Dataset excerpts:
BEGIN

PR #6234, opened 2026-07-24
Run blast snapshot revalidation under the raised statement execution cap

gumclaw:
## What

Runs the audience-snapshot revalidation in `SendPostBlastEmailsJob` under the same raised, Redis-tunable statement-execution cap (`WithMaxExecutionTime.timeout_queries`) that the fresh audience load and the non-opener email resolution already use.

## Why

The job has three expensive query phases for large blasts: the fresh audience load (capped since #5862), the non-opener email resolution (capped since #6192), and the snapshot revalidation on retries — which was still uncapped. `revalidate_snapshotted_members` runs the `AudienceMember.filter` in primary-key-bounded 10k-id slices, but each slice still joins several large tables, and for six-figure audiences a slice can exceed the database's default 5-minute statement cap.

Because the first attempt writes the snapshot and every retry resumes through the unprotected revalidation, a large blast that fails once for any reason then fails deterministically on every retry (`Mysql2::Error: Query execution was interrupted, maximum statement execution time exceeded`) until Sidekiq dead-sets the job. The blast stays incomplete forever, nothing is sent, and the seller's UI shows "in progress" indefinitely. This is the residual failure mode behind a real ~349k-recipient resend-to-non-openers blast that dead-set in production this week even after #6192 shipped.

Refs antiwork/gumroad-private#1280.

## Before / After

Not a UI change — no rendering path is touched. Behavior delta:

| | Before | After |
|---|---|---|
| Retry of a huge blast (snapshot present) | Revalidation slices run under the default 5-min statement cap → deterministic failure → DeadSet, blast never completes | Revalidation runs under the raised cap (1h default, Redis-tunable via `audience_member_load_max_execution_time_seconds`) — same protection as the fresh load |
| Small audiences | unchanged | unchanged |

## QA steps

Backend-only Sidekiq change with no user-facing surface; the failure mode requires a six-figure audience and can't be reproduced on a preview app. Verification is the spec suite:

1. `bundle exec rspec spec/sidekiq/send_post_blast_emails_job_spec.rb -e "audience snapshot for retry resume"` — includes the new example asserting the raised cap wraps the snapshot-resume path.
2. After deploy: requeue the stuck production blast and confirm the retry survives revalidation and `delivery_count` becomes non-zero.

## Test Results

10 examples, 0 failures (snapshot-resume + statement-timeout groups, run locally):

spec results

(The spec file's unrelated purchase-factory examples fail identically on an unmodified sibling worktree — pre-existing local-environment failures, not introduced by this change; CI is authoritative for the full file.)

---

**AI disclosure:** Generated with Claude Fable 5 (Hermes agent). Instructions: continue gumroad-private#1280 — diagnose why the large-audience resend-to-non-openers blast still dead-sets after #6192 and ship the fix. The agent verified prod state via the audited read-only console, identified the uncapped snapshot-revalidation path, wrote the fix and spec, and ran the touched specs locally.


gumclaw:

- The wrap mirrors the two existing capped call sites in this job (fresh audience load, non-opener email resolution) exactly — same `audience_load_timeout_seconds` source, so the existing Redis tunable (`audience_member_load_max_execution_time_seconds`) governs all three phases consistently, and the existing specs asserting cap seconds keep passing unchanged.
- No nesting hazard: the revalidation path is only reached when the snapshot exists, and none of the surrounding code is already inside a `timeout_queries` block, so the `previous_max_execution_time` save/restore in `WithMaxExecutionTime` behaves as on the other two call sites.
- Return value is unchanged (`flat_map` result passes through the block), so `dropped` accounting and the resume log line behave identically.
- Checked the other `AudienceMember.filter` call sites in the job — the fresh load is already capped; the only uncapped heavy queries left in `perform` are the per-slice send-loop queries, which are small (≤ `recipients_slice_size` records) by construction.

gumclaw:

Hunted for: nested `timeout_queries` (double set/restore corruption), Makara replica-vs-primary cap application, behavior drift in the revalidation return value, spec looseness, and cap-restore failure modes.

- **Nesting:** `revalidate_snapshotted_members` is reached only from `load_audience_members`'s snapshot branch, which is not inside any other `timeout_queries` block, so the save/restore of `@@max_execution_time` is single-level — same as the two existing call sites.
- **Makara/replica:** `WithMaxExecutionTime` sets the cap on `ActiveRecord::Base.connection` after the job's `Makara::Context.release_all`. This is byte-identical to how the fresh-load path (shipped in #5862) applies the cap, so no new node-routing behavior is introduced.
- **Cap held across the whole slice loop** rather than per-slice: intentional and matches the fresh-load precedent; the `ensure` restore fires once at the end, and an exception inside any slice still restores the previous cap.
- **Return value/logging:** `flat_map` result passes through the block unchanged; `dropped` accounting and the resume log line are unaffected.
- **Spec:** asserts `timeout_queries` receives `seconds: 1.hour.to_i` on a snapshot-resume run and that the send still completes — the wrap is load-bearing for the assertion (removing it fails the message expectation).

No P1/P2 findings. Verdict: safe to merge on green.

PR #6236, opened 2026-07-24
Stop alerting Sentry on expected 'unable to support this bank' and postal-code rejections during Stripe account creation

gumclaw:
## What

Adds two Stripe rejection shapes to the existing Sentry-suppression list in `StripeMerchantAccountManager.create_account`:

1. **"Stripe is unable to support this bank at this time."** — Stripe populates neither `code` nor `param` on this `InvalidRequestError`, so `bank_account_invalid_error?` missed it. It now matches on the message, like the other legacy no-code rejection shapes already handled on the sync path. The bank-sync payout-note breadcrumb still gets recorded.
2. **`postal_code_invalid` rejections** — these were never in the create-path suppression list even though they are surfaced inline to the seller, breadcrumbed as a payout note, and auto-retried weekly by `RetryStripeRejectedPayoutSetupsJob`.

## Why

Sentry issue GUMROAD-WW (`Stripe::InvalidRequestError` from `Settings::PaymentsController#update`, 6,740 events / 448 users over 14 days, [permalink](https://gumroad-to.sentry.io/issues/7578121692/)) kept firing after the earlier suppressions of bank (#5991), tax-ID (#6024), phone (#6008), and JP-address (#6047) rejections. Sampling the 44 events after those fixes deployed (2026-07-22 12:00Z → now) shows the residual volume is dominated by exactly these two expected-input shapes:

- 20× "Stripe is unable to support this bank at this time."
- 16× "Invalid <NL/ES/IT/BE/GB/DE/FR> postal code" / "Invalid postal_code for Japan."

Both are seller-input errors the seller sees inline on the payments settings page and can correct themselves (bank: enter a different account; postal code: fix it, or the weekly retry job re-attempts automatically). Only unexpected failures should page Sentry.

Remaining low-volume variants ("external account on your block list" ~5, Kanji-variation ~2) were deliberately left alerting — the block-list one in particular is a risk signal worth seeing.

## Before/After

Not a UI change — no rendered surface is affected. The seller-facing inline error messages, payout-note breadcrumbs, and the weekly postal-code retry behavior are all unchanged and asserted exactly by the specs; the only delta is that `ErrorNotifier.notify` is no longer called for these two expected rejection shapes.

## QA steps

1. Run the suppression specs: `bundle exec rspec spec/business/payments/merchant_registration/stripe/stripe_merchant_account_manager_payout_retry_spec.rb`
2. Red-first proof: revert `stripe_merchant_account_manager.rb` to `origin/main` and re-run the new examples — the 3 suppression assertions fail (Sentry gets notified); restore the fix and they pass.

END

▶ **WHAT IS REQUIRED**: Lines holding "audiences": give how many there are in the entries above, and nothing more.

▶ **SOLUTION FOR THIS EXERCISE**: 2